I don't like Autism Speaks. I'm Disabled, not differently abled, and I am an Autistic activist. Self-advocate is true, but incomplete.

Citing My Posts

MLA: Zisk, Alyssa Hillary. "Post Title." Yes, That Too. Day Month Year of post. Web. Day Month Year of retrieval.

APA: Zisk, A. H. (Year Month Day of post.) Post Title. [Web log post]. Retrieved from http://yesthattoo.blogspot.com/post-specific-URL.

Sunday, August 31, 2014

Language and Interaction, Online and Offline

Something I've noticed different between online and offline is reactions when I say things.
Especially about language.

I say offline/online rather than online/real world because the internet is a subset of the real world. "Digital" doesn't mean "not real" any more than "socially constructed" means "not real"- that is, it's real, it exists, but there's a certain limit on where you'll run into it.

Anyways.

Online, I hear a lot of "not like my child." I hear a lot of "so high functioning." I hear a lot of "You mean a person with autism."

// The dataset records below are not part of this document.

PR #163, opened 2017-04-14
[ADD] website_mail_qweb

hbrunn:
Edit QWeb email templates
=========================

This module was written to make Odoo's WYSIWYG email template editor usable for email templates using the QWeb rendering engine.

Usage
=====

- click the 'Edit template' button on an email template
- note that the editor supports designing and translating your templates, but for variable substitutions et al, you'll need to edit the source code of the template

Known issues / Roadmap
======================

* the editor has problems with complex template inheritance, this seems rather a problem in Odoo generally than with this specific module


lasley (approved):
Nice! LGTM. 

Some tests would be nice for `UnquoteObject`, but I won't block for it.

hbrunn:
@lasley I borrowed this from myself (cf https://github.com/OCA/server-tools/blob/8.0/base_view_inheritance_extension/models/ir_ui_view.py#L8), but this is a somewhat different use case. `UnquoteRecordset` has tests now

lasley (approved):
Woot thanks @hbrunn!

rafaelbn:
I tried to test it but admin/admin doesn't work. I rebuild runbot but it looks doesn't work. I will try again next week

jholze:
Hi @hbrunn, Cesar already talked to you about the report designer we still have in progress. Now, we try to research a bit to find the best implementation way which is not so easy, because we have custom features our big customer needs. But we know that it would be the best to talk to you guys, because of your experience and we want to build something which could be a nice improvement for odoo in general. The complexity we have to solve is something like a complex history. Like Diff handling in a wiki server. The second than is how we display it, but i think this is not the most complex part. Do you think this PR is a good place to talk about this or what ? Because i would like to invite more people to join this topic, because we will save a lot of capacity for it. So it should be a useful integration not only for our project. 

Looking forward to your answer, best Jens

hbrunn:
I think you can best do what @lasley does a lot: Write an issue on some matching project with your [RFC], and then ping people of which you'd like some ideas/comments.
You guys got me curious, and diffing arbitrary (xml) trees in some tractable fashion seems to be a hard problem. Why don't you save the whole thing, and only diff on display? http://prettydiff.com looks nice, you'll have to test this with seriously big files of course.
And when you hijack my PR you might just as well review it too so that we can merge it ;-)

lasley:
It's actually quite astonishing how well the RFC in an issue thing works too - we have an awesome community that tends to want the same thing in lots of scenarios 😄

PR #164, opened 2017-04-16
[ADD] updates from maintainer-quality-tools

hbrunn:


pedrobaeza (commented):
codeclimate is not being finally used (we should remove it from MQT...), and comment lines are only for reference in the template, but you don't need to put them here.

hbrunn:
my main intention was to get coverage checks, so this is not the way to do that?

pedrobaeza:
Well, the only thing needed for having coverage is to include this line, which is already there: https://github.com/OCA/social/blob/ad5f0599f2de28ce0a539fa58982c65eb9ae016f/.travis.yml#L52

hbrunn:
thanks for clarifying, then this PR doesn't add anything useful

PR #166, opened 2017-04-20
[9.0][Add] Sendgrid modules

ecino:
Adds Sendgrid integration for Odoo.

- mail_sendgrid : new module for sending and tracking e-mails with sendgrid
- mail_sendgrid_mass_mailing : use mass_mailing with sendgrid


pedrobaeza:
The name should be mail_tracking_sendgrid, and according to the mail_tracking system, mail_sendgrid_mass_mailing shouldn't be needed...

ecino:
Well for the tracking part indeed, but the module does more by replacing or adding a new way of sending e-mails instead of the SMTP server. Morevover, a templating system enables to design e-mail templates in Sendgrid and use them in Odoo. The name mail_tracking_sendrid sounds to me like only the tracking feature is added. But if needed, I can still change the name.

For the mass mailing part, it is needed to add templating functionalities of Sendgrid

pedrobaeza:
OK, thanks for the explanation. Well, I have to check deeper to evaluate then.

rafaelbn (approved):
This king of modules are hard to test as you have create a sendfrig account, configure, etc... This test are not only related to runbot. So in this case for me is a optimistic merge as I guess @ecino is using them in production enviroment: isn't it? Thanks

rafaelbn:
Maybe @chienandalu would like to test it deeper 😄

ecino:
@rafaelbn Yes I use this module in production since many months.

ecino:
Any people willing to review this?

ecino:
This was improved on branch 10.0. This version was not maintained so I close it.

ecino:
Hi @rafaelbn , the PR is already merged at #185

PR #167, opened 2017-05-08
[8.0][ADD] mail_message_auto_expand

Kiplangatdan:


mail_message_auto_expand/__init__.py
```diff
@@ -0,0 +1,3 @@
+# -*- encoding: utf-8 -*-
+
+import mail
```
hbrunn: use relative imports, and models belong into `/models`

mail_message_auto_expand/__openerp__.py
```diff
@@ -0,0 +1,13 @@
+﻿{
+    'name': 'Mail Message Auto Expand',
+    'version': '8.0',
```
hbrunn: use OCA's version convention: https://github.com/OCA/maintainer-tools/blob/master/CONTRIBUTING.md#version-numbers

mail_message_auto_expand/__openerp__.py
```diff
@@ -0,0 +1,13 @@
...
+    'summary': 'Expands the Read More Automatically',
+    'description': '',
```
hbrunn: remove this key and add a readme based on OCA's template: https://github.com/OCA/maintainer-tools/blob/master/template/module/README.rst

mail_message_auto_expand/__openerp__.py
```diff
@@ -0,0 +1,13 @@
...
+    'author': 'Sunflower IT',
```
hbrunn: always name OCA as author too: https://github.com/OCA/maintainer-tools/blob/master/template/module/__openerp__.py#L10 (consider using this template folder to scaffold OCA modules anyways)

mail_message_auto_expand/mail.py
```diff
@@ -0,0 +1,28 @@
+# -*- coding: utf-8 -*-
+# © 2017 Sunflower IT (http://sunflowerweb.nl)
+# License AGPL-3.0 or later (http://www.gnu.org/licenses/agpl).
+import logging
+from openerp import _, api, models, tools
+from openerp.tools import html_email_clean
+from openerp.tools.translate import _
+from HTMLParser import HTMLParser
+from openerp import SUPERUSER_ID, api
+_logger = logging.getLogger(__name__)
```
hbrunn: remove unused imports and variables

mail_message_auto_expand/__init__.py
thomaspaulb: Add a newline here

mail_message_auto_expand/mail.py
```diff
@@ -0,0 +1,28 @@
...
+
+
+class MailMessage(models.Model):
+    _inherit = 'mail.message'
+
+    def _message_read_dict(self, cr, uid, message, parent_id=False,
```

Offline... at least in the offline places where I am, not so much. It might be more about the types of spaces I'm in offline versus online, in that offline, disability services is about the most disability-centric place I wind up on even a semi-regular basis.

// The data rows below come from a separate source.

PR #168, opened 2017-05-15
[10.0][MIG] mail_debrand

pedrobaeza:
There's no commits preservation, as the module doesn't serve as is on v9.

cc @Tecnativa


mail_debrand/README.rst
```diff
@@ -0,0 +1,73 @@
...
+   :alt: Try me on Runbot
+   :target: https://runbot.odoo-community.org/runbot/205/10.0
+
+
+Known issues / Roadmap
+======================
+
+* This module relies on the translation of the strings here in this module that
+  must match the mail notification template translation on Odoo core,
+  specifically the words "using" and "Odoo".
```
dreispt, line 32: I feel that it would be better to have these as System parameters - at least the Odoo word.
I worry the the words will creep in again in case an email is generated for a language we didn't edit the corresponding translation,.
Are you sure the translation trick also works for base english?

dreispt:
Some templates also include the "Odoo" brand, such as the example below. Ideally, we should also tweak them in a mail_debrand feature:

image

dreispt (dismissed):

dreispt (commented):
(Question about the translation approach)

pedrobaeza:
@dreispt please check code that is a regexp expression, so no possible to be confused.

mail_debrand/README.rst
pedrobaeza: No, it can't be a parameter, as you can translate your template to any installed language, and each one should have this translated to the correct words.

pedrobaeza:
Travis error is not coming from my module and it's supposed to not fail (it's in mail_tracking). Maybe something has changed on the way Travis parses the errors?

chienandalu (approved):
tested on runbot in base language and in Spanish

mail_debrand/README.rst
dreispt: I still worry about the case where no translation string is provided. Can't we use a parameter string in that case?

pedrobaeza: No need for the parameter string. If no translation is found, the used terms are "using" and "Odoo". If you want to care about the translation, just synchronize translations in your Odoo instance, and translate the corresponding term.

dreispt: > If no translation is found, the used terms are "using" and "Odoo"

That's exactly my problem...

pedrobaeza: But the solution is also at your hands. Please read above.

dreispt: The solution is to ensure the many dozens of languages supported by Odoo are custom translated?
And what about base english? In the past there were problems with translations on it.

pedrobaeza: But plain English works as is...

dreispt: Sorry, I don't understand what you mean.

pedrobaeza: OK, let me try to make you understand:

- With English language (with no translations), the matched expression that is removed is `using...<a lot of characters between>...Odoo` (not the isolated words).
- If you translate "using" and "Odoo" words to your language in both places: this module and mail template. For example, in Spanish, the matched expression will be `usando...Odoo`.
- If the mail template is translated, but not this module, you just need to go to the translation and translate the words.
- If none is translated, it will be correctly replaced.

dreispt: OK, I think I  get it now: the RE is supposed to remove the the "using Odoo" words in a translation-resistant way.
Sorry for all the trouble.

pedrobaeza: OK, no problem. Take also into account that you can send mails in a lot of languages inside same Odoo instance (if your customer is English, French, Portuguese...), so you need a translation mechanism, not a static parameter, for replacing this in all of them.

pedrobaeza:
@dreispt can you please give your blessing?

dreispt (approved):
LGTM

PR #172, opened 2017-06-16
[10.0][MIG] mass_mailing_security_group

luismontalba:
Mass mailing security group
-----------------------------------
This module adds these security features:
* ACL for allowing marketing user group to remove mass.mailing objects
* Security rule to allow marketing user to delete only his unsent
  mail.mass_mailing objects
* Security rule to allow marketing manager to delete all unsent
  mail.mass_mailing objects

For sent mail.mass_mailing objects, only a user in Administration / Settings
group could remove them, like standard Odoo defines.

cc @Tecnativa


yajo:
Please check the bots.

pedrobaeza (changes requested):
I think this module is not needed:
* In this version, there's a group mass mailing user that allows to unlink mass mailings (https://github.com/odoo/odoo/blob/74918dfa374e6d0468eccd881cb418d923da72ca/addons/mass_mailing/security/ir.model.access.csv#L8),
* There are no restriction for unlinking records. Maybe we want this restriction...
* ondelete='cascade' is already set on the TransientModel (https://github.com/odoo/odoo/blob/74918dfa374e6d0468eccd881cb418d923da72ca/addons/mass_mailing/wizard/test_mailing.py#L13)

What do you think?

yajo:
> There are no restriction for unlinking records. Maybe we want this restriction...

I think this was added as a *nice to have*, but maybe this addon would never exist had this been the situation before, so 👍 for removing it.

pedrobaeza:
Closing then as decided.

PR #176, opened 2017-06-29
[FIX] Remove _ from get_signature_footer function definition

### LINKED ISSUE #160: [8.0] mail_debrand not working
I tried to use mail debrand locally and it did not work for me, the last line mentioning about Odoo was still appearing.

I looked at the code and I did not understand how it could work.

mail_debrand seems to override the function `get_signature_footer` from `odoo/addons/mail`, but the function has a wrong name (extra `_` as first character) to override: `_get_signature_footer` instead of `get_signature_footer`.

Related source code:
 - https://github.com/odoo/odoo/blob/8.0/addons/mail/mail_followers.py#L138
 - https://github.com/OCA/social/blob/8.0/mail_debrand/models/mail.py#L12

I can submit a PR for this tiny fix if somebody could confirm that their is actually a problem (I did not succeed to perform a meaningful test to reproduce on Runbot).

diggy128:
Fixes #160

Upstream function does not have underscore.

### DIFF
--- a/mail_debrand/models/mail.py
+++ b/mail_debrand/models/mail.py
@@ -9,7 +9,7 @@ class MailNotification(models.Model):
     _inherit = "mail.notification"
 
     @api.model
-    def _get_signature_footer(self, user_id, res_model=None, res_id=None,
+    def get_signature_footer(self, user_id, res_model=None, res_id=None,
                               user_signature=True):
         """Generate signature footer only with the chosen parts.
 


pedrobaeza (approved):

yajo (approved):

mail_debrand/models/mail.py
```diff
@@ -9,7 +9,7 @@ class MailNotification(models.Model):
     _inherit = "mail.notification"
 
     @api.model
-    def _get_signature_footer(self, user_id, res_model=None, res_id=None,
+    def get_signature_footer(self, user_id, res_model=None, res_id=None,
                               user_signature=True):
```
pedrobaeza, line 13: Please fix this indentation:
```
mail_debrand/models/mail.py:13:31: E127 continuation line over-indented for visual indent
```

pedrobaeza (changes requested):
You need to repair tests also

StefanRijnhart:
Came across the same problem and fixed it independently of this PR. It adapts the test as well. https://github.com/OCA/social/pull/209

I get a lot more "Oh, I'd love it if you could talk to my kid, he doesn't know any adults with autism," and I semi-joke "Oh, he still won't, I'm an Autistic adult. Very different, you understand." And they maybe ask why, maybe don't, but they don't insist I'm calling myself the wrong thing usually. At least, they haven't done it at me yet.

I do get a lot of "I couldn't tell," still, but it's always followed by "huh, you're right" when I point out that the descriptions they'd see in media are mostly little white boys rocking and screaming in the corner, not, well, adults.

I get a lot more "I never thought about that" when I say... often times the same words about disliking the word "differently abled" or "assistive tech" (though in assistive tech's case I'm not sure what to replace it with, for differently abled I just don't use it because it was already a euphemism for disabled.)

What got me thinking about this was the comments section on X Years of Experience (actually a nice short discussion) and how that seems to be unusual. Whereas that kind of discussion isn't all that unusual when I get disability related topics going offline in places that weren't disability-themed before.  I'm  not sure what that means (other than that I'm pretty lucky to be surrounded mostly by not-terrible offline.)